The Star Formation and Nuclear Accretion Histories of Normal Galaxies in the AGES Survey

TL;DR

This study investigates the evolution of X-ray emission in normal galaxies over redshifts 0.1 to 0.5, revealing that star formation and black hole activity follow a (1+z)^3 trend, using stacking analysis of multiwavelength data.

Contribution

It provides new insights into the X-ray evolution of normal galaxies across a significant redshift range through combined multiwavelength stacking analysis.

Findings

X-ray emission in late-type galaxies is dominated by star formation.

Early-type galaxies' X-ray emission is from hot gas and AGN.

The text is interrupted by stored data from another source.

PR #345, opened 2024-04-04
Add observed generation for each controller

bshephar:
This change adds the required status.observedGeneration pieces for each of the heat-operator controllers. This is leveraged during the update workflow.


controllers/heatapi_controller.go
```diff
@@ -361,6 +361,8 @@ func (r *HeatAPIReconciler) reconcileDelete(ctx context.Context, instance *heatv
 	controllerutil.RemoveFinalizer(instance, helper.GetFinalizer())
 	r.Log.Info("Reconciled API delete successfully")
 
+	instance.Status.ObservedGeneration = instance.Generation
```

Star formation and black hole accretion rates evolve as (1+z)^3.

Abstract

We combine IR, optical and X-ray data from the overlapping, 9.3 square degree NOAO Deep Wide-Field Survey (NDWFS), AGN and Galaxy Evolution Survey (AGES), and XBootes Survey to measure the X-ray evolution of 6146 normal galaxies as a function of absolute optical luminosity, redshift, and spectral type over the largely unexplored redshift range 0.1 < z < 0.5. Because only the closest or brightest of the galaxies are individually detected in X-rays, we use a stacking analysis to determine the mean properties of the sample. Our results suggest that X-ray emission from spectroscopically late-type galaxies is dominated by star formation, while that from early-type galaxies is dominated by a combination of hot gas and AGN emission. We find that the mean star formation and supermassive black hole accretion rate densities evolve like (1+z)^3, in agreement with the trends found for samples of bright, individually detectable starburst galaxies and AGN. Our work also corroborates the results of many previous stacking analyses of faint source populations, with improved statistics.